Confirmed domains include dsjex.net, dsjzn.com, bg661.com, bg662.com, bg877.com, and dozens of numerical variants, with new domains continuously registered using cheap, offshore domain registrars. The scheme uses domain generation techniques that create new names using randomized numeric combinations, and many domains route traffic through major cloud infrastructure providers, hiding the true server address behind services that appear legitimate to ordinary users. Each domain uses a free HTTPS certificate, causing browsers to display a padlock icon that victims incorrectly interpret as a safety signal.
Seizing a domain only removes the web address. It does not freeze any money, identify any operator, or prevent a new URL from going live within hours. Every active participant is immediately sent a new link by their recruiter through WhatsApp or Telegram. The scheme continues without interruption.

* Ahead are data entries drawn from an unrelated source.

PR #7632, opened 2018-09-07
Update expeditor config to use subscriptions

tas50:
I *think* I have this right.


tas50:
@tduffield Am I going to need further work here to make sure that the promote actions occur for the correct branches? If I promote a Chef 13 artifact am I going to globber master with Chef 13 dockerfiles?

tduffield:
@tas50 Yeah - you'll want to use a glob so that you don't pick up non-master release branch artifacts

PR #7633, opened 2018-09-10
Add locale resource more managing the system's locale

### LINKED ISSUE #7318: port locale resource to core
You should be able to manage a system's locale out of the box

vincentaubert:
### Description

adds the locale resource

### Issues Resolved

#7318

### Check List

- [x] All tests pass
- [?] RELEASE\_NOTES.md has been updated if required (not required for bugfixes, required for API changes)

Signed-off-by: Vincent AUBERT vincentaubert88@gmail.com


lib/chef/resource/locale.rb
```diff
@@ -0,0 +1,93 @@
...
+        def up_to_date?(file_path, lang, lc_all = nil)
+          locale = IO.read(file_path)
+          locale.include?("LANG=#{lang}") &&
+            (node["init_package"] == "systemd" || lc_all.nil? || locale.include?("LC_ALL=#{lc_all}"))
+        rescue
+          false
+        end
+      end
+
+      allowed_actions :update
```
tas50: These 2 can go away

lib/chef/resource/locale.rb
```diff
@@ -0,0 +1,93 @@
+#
+# Cookbook:: locale
```
tas50: The cookbook and resource comments can go away

lib/chef/resource/locale.rb
```diff
@@ -0,0 +1,93 @@
...
+# limitations under the License.
+#
+
+require "chef/resource"
+
+class Chef
+  class Resource
+    class Locale < Chef::Resource
+      resource_name :locale
+      provides :locale
```
tas50: provides can go away

vincentaubert:
cleaned up

lib/chef/resource/locale.rb
```diff
@@ -0,0 +1,86 @@
...
+
+class Chef
+  class Resource
+    class Locale < Chef::Resource
+      resource_name :locale
+
+      description "Use the locale resource to set the system's locale"
+      introduced "14.5"
+
+      property :lang, String, default: "en_US.utf8"
```
tas50: You'll want to add description fields here as well that explains what these new properties do. You can check out the other resources in this same dir for an example.

lib/chef/resource/locale.rb
```diff
@@ -0,0 +1,86 @@
...
+      property :lc_all, String, default: "en_US.utf8"
+
+      action :update do
```
tas50: You'll want to add a description field that explains what this action is for. Again the other resources in this directory *should* have them as an example

tas50:
Looks like chef-config/pkg/chef-config-14.5.6.gem snuck in there too. You might want to delete that and amend the history so we can keep it out of git.

tas50:
The final thing to mention is you'll need to sign this off for the DCO so we can accept the contribution. Checkout out https://github.com/chef/chef/blob/master/CONTRIBUTING.md#developer-certification-of-origin-dco for the details on the process. It's pretty straight forward.

lib/chef/resource/locale.rb
```diff
@@ -0,0 +1,86 @@
...
+# See the License for the specific slanguage governing permissions and
+# limitations under the License.
+#
+
+require "chef/resource"
+
+class Chef
+  class Resource
+    class Locale < Chef::Resource
+      resource_name :locale
```
tas50: Above this you'll want to put `preview_resource true` which will ensure the cookbook wins until Chef 15 is released and we make this an official resource.

vincentaubert: fixed

lib/chef/resource/locale.rb
```diff
@@ -0,0 +1,87 @@
...
+      preview_resource true
```
tas50: This actually has to go above the resource_name bit so it properly registers the resource name as a preview resource. It's one of the few things in a resource where the order matters

vincentaubert:
all fixes have been made let's have Travis advice :)

lib/chef/resource/locale.rb
```diff
@@ -0,0 +1,92 @@
...
+    class Locale < Chef::Resource
+      preview_resource true
+      resource_name :locale
+
+      description "Use the locale resource to set the system's locale"
+      introduced "14.5"
+
+      property :lang, String,
+               default: "en_US.utf8",
+               description: "set the default system language"
```
tas50: 1 more thing. We use these to auto generate the documentation so can you make sure all the description fields have sentences that are capitalized and end with periods.

PR #7649, opened 2018-09-17
Add @jjlimepoint as a maintainer for chef-provisioning

jjlimepoint:
As discussed with @tas50, add myself as a maintainer for chef-provisioning since we end up keeping it running a lot!

Signed-off-by: Jaymz Julian <jjulian@limepoint.com>


coderanger:
I think we should probably remove this from the maintainers file as we're purging it from ChefDK and other installers.

tas50:
So eventually we will probably remove this section but as of today it's an active product with a maintainer list. @jjlimepoint is actually maintaining it and has fixed quite a few critical issues in the AWS driver lately. We should note that work and the privs we gave him on Github by adding his name to the list.

PR #7653, opened 2018-09-17
Bump omnibus-software to latest

tas50:


tas50:
Doing this all in a single PR

PR #7659, opened 2018-09-18
windows_service: Remove potentially sensitive info from the log

### LINKED ISSUE #7634: windows_service does not properly support sensitive
## Description
Using the `windows_service` resource with the `sensitive true` property has no effect and exposes passwords in logs. This behaviour can be seen in Chef's code [here](https://github.com/chef/chef/blob/master/lib/chef/provider/service/windows.rb#L94)

## Chef Version
`12.21.4`
`13.8.5`

## Platform Version
Windows Server 2012 R2

## Replication Case
```ruby
windows_service 'Some Service' do
  run_as_user 'domain\\username'
  run_as_password 'my_password'
  sensitive true
  action %i( enable start )
end
```

## Client Output
```plaintext
[2018-09-11T15:59:20+01:00] INFO: windows_service[Some Service] configured with {:service_name=>"Some Service", :service_start_name=>"domain\\user", :password=>"my_password"}
```

## Stacktrace
n/a

stuartpreston:

### Description

Removes the logging of potentially sensitive information in the log when a Windows service is configured or reconfigured.

### Issues Resolved

#7634 

### Check List

- [ ] All tests pass

### DIFF
--- a/lib/chef/provider/service/windows.rb
+++ b/lib/chef/provider/service/windows.rb
@@ -91,7 +91,7 @@ class Chef::Provider::Service::Windows < Chef::Provider::Service
       }.reject { |k, v| v.nil? || v.length == 0 }
 
       Win32::Service.configure(new_config)
-      logger.info "#{@new_resource} configured with #{new_config.inspect}"
+      logger.info "#{@new_resource} configured."
 
       # LocalSystem is the default runas user, which is a special service account that should ultimately have the rights of BUILTIN\Administrators, but we wouldn't see that from get_account_right
       if new_config.key?(:service_start_name) && new_config[:service_start_name].casecmp("localsystem") != 0


lib/chef/provider/service/windows.rb
```diff
@@ -91,7 +91,7 @@ def start_service
       }.reject { |k, v| v.nil? || v.length == 0 }
 
       Win32::Service.configure(new_config)
-      logger.info "#{@new_resource} configured with #{new_config.inspect}"
```
tas50: Seems like we might want want to emit the full message in debug assuming sensitive isn't set? We probably never needed it in info.

stuartpreston: I don't see much point in logging anything here at all, but as the existing config/reconfig was logging to `info` I figured it would be an unexpected change to do anything other than show the non-sensitive info (which amounts to just the resource name).  So I figured I'd just remove that possibly sensitive info.

PR #7667, opened 2018-09-20
Deprecate ohai resource's ohai_name property

tas50:
This isn't actually used anywhere in the resource and there's no point. It reload's plugins based on the plugin property. We should kill this thing off and reduce the complexity a tiny bit.

### DIFF
--- a/lib/chef/resource/ohai.rb
+++ b/lib/chef/resource/ohai.rb
@@ -27,8 +27,12 @@ class Chef
 
       description "Use the ohai resource to reload the Ohai configuration on a node. This allows recipes that change system attributes (like a recipe that adds a user) to refer to those attributes later on during the chef-client run."
 
-      property :ohai_name, name_property: true, introduced: "12.17"
-      property :plugin, String
+      property :ohai_name,
+               deprecated: true,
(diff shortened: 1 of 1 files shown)


lib/chef/resource/ohai.rb
```diff
@@ -27,8 +27,12 @@ class Ohai < Chef::Resource
 
       description "Use the ohai resource to reload the Ohai configuration on a node. This allows recipes that change system attributes (like a recipe that adds a user) to refer to those attributes later on during the chef-client run."
 
-      property :ohai_name, name_property: true, introduced: "12.17"
-      property :plugin, String
+      property :ohai_name,
+               deprecated: true,
+               name_property: true, introduced: "12.17"
```
lamont-granquist: yeah but that's the name property, shouldn't we do the apt_update trick to allow it to be unnamed?

tas50: The name_property isn't actually used. It's just a dangling property that makes no sense in the context of the way the resource works.

lamont-granquist: yeah i see that `apt_update` doesn't actually  use a name_property either...  carry on...

PR #8777, opened 2019-07-26
Add raise an error on Chef 14 when trying to bootstrap Chef 15

vsingh-msys:
## Description

- Validate only if chef version is less than 15.
- If the chef version is 14 or lower add validation based on `bootstrap_version` & `prerelease` 

Note: This fixes is mainly for chef-14 so need to back-port it into chef-14.

## Related Issue

https://github.com/chef/chef/issues/8623

## Types of changes

- [ ] Bug fix (non-breaking change which fixes an issue)
- [x] New feature (non-breaking change which adds functionality)
- [ ] Breaking change (fix or feature that would cause existing functionality to change)
- [ ] Chore (non-breaking change that does not add functionality or fix an issue)

## Checklist:

- [ ] I have read the **CONTRIBUTING** document.
- [x] I have run the pre-merge tests locally and they pass.
- [ ] I have updated the documentation accordingly.
- [x] I have added tests to cover my changes.
- [x] All new and existing tests passed.
- [x] All commits have been signed-off for [the Developer Certificate of Origin](https://github.com/chef/chef/blob/master/CONTRIBUTING.md#developer-certification-of-origin-dco).

Signed-off-by: Vivek Singh <vivek.singh@msystechnologies.com>

Issue #8623, opened 2019-05-30
Raise an error on Chef 14 when trying to bootstrap Chef 15


btm:
### Describe the Enhancement:
`knife bootstrap` on Chef 14 should check what version we're going to install and if it is >= 15 we should raise an error.

### Describe the Need:
The license acceptance features of Chef 15 would be difficult to backport to Chef 14 given the refactoring and improvements to `knife bootstrap` in Chef 15. We should raise an error that says "You must use Chef 15 or later to bootstrap Chef 15 nodes"

### Current Alternative
It currently breaks and doesn't work.

shindemahendra:
Add raise an error on Chef 14 when trying to bootstrap Chef 15 #8777

Chef-14: Raise an error on Chef 14 when trying to bootstrap Chef 15 #8782

PR #8782, opened 2019-07-29
Chef-14: Raise an error on Chef 14 when trying to bootstrap Chef 15

vsingh-msys:
## Description

- Validate only if chef version is less than 15.
- If the chef version is 14 or lower add validation based on bootstrap_version & prerelease.
- PR against chef-14 only.

Referenced PR: https://github.com/chef/chef/pull/8777

## Related Issue

https://github.com/chef/chef/issues/8623

## Types of changes

## Checklist:

### DIFF
--- a/lib/chef/knife/bootstrap.rb
+++ b/lib/chef/knife/bootstrap.rb
@@ -22,6 +22,7 @@ require "erubis"
 require "chef/knife/bootstrap/chef_vault_handler"
 require "chef/knife/bootstrap/client_builder"
 require "chef/util/path_helper"
+require_relative "../version_string"
 
 class Chef
   class Knife
@@ -517,7 +518,7 @@ class Chef
       def bootstrap_version_gte_15?
         config[:prerelease] ||
           (!!config[:bootstrap_version] &&
-           (config[:bootstrap_version] == "latest" || config[:bootstrap_version].to_i >= 15))
+           (config[:bootstrap_version] == "latest" || Chef::VersionString.new(config[:bootstrap_version]) >= 15.0))
       end
     end
   end
--- a/lib/chef/knife/bootstrap.rb
+++ b/lib/chef/knife/bootstrap.rb
@@ -28,6 +28,7 @@ class Chef
     class Bootstrap < Knife
       include DataBagSecretOptions
 
+      CHEF_15 ||= 15
       attr_accessor :client_builder
       attr_accessor :chef_vault_handler
 
@@ -366,6 +367,7 @@ class Chef
 
         validate_name_args!
         validate_options!
+        validate_bootstrap_version_options!
 
         $stdout.sync = true
 
@@ -429,6 +431,22 @@ class Chef
           ui.error("Policyfile options and --run-list are exclusive")
           exit 1
         end
+        true
+      end
+
+      # Ensure options are valid by checking bootstrap version values.
+      #
+      # The method call will cause the program to exit(1) if:
+      #   * Bootstrap version is greater than or equal to 15 for chef 14 or lower
+      #   * Pre-release options is passed for chef 14 or lower
+      #
+      # @return [TrueClass] If options are valid.
+      def validate_bootstrap_version_options!
+        if target_node_gt_15?
+          ui.error("You must use Chef 15 or later to bootstrap Chef 15 nodes")
+          exit 1
+        end
+
         true
       end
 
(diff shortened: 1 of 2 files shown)


lib/chef/knife/bootstrap.rb
```diff
@@ -28,6 +28,7 @@ class Knife
     class Bootstrap < Knife
       include DataBagSecretOptions
 
+      CHEF_15 ||= 15
```
btm: I don't know that this constant is really helpful, but since it is a constant you could do `15.freeze`

lib/chef/knife/bootstrap.rb
```diff
@@ -432,6 +434,22 @@ def validate_options!
...
 
+      # Ensure options are valid by checking bootstrap version values.
+      #
+      # The method call will cause the program to exit(1) if:
+      #   * Bootstrap version is greater than or equal to 15 for chef 14 or lower
+      #   * Pre-release options is passed for chef 14 or lower
+      #
+      # @return [TrueClass] If options are valid.
+      def validate_bootstrap_version_options!
+        if target_node_gt_15?
```
btm: this would be more understandable if both the conditions were here, e.g.

```
if (Chef::VERSION.to_i < 15) && target_version_gte_15?
```

note that since we're putting this on the Chef 14 branch, in theory Chef::VERSION.to_i should always be < 15, but I guess it's safe to be clear.

lib/chef/knife/bootstrap.rb
```diff
@@ -496,6 +514,20 @@ def incomplete_policyfile_options?
         (!!config[:policy_name] ^ config[:policy_group])
       end
 
+      # True if the bootstrap version is greater than or equal to 15 or latest.
+      def bootstrap_version_gt_15?
```
btm: this is actually greater than or equal to, so the pattern we've used is "gte" instead of "gt" in these method names, i.e. `bootstrap_version_gte_15?`

lib/chef/knife/bootstrap.rb
```diff
@@ -496,6 +514,20 @@ def incomplete_policyfile_options?
...
+        !!config[:bootstrap_version] &&
+          (config[:bootstrap_version] == "latest" ||
+           config[:bootstrap_version].split(".").first.to_i >= CHEF_15)
+      end
+
+      # Consider only if current chef version less than 15.
+      # True if both bootstrap node version greater than or equal to 15 or pre-release is set.
+      def target_node_gt_15?
```
btm: the `target_node...` part here is misleading because we're not talking about the other node, the target, we're talking about this computer, the workstation. That said, in my comment above I think we don't need this method as we could simply do `Chef::VERSION.to_i >= 15`

lib/chef/knife/bootstrap.rb
vsingh-msys: I think, it can be revemod safely.

lib/chef/knife/bootstrap.rb
vsingh-msys: Okay, thanks!

vsingh-msys:
@btm Incorporated the reviews comments. could you please have a look again?
Thanks!

lib/chef/knife/bootstrap.rb
```diff
@@ -432,6 +433,22 @@ def validate_options!
...
 
+      # Ensure options are valid by checking bootstrap version values.
+      #
+      # The method call will cause the program to exit(1) if:
+      #   * Bootstrap version is greater than or equal to 15 for chef 14 or lower
+      #   * Pre-release options is passed for chef 14 or lower
+      #
+      # @return [TrueClass] If options are valid.
+      def validate_bootstrap_version_options!
+        if Chef::VERSION.to_i < 15 && bootstrap_version_gte_15?
```
tas50: There's no need for the Chef::VERSION check since we know we're on 14

vsingh-msys: Yes, @tas50 there is no need of checking version but for sanity purchase, we may think of?

lib/chef/knife/bootstrap.rb
```diff
@@ -432,6 +434,22 @@ def validate_options!
...
+          ui.error("You must use Chef 15 or later to bootstrap Chef 15 nodes")
```
tas50: Chef -> Chef Infra Client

Anonymous, Offshore, and Unlocatable
Every regulator that has issued a warning about this scheme has noted the same core obstacle: the people running this operation cannot be identified or located. The scheme promotes a figurehead referred to as "Professor Stephen Beard," claimed to be a Canadian national, but no authority has confirmed a real identity or physical location for this person. BCSC Warning
Code embedded in the platform websites contains Chinese characters and appears to originate from platform templates widely circulated in Chinese-language cybercrime markets. No office, no physical address, and no registered corporate entity has been located in any country that has issued warnings. The operation runs entirely through encrypted messaging applications whose contents cannot be subpoenaed under Western legal authority.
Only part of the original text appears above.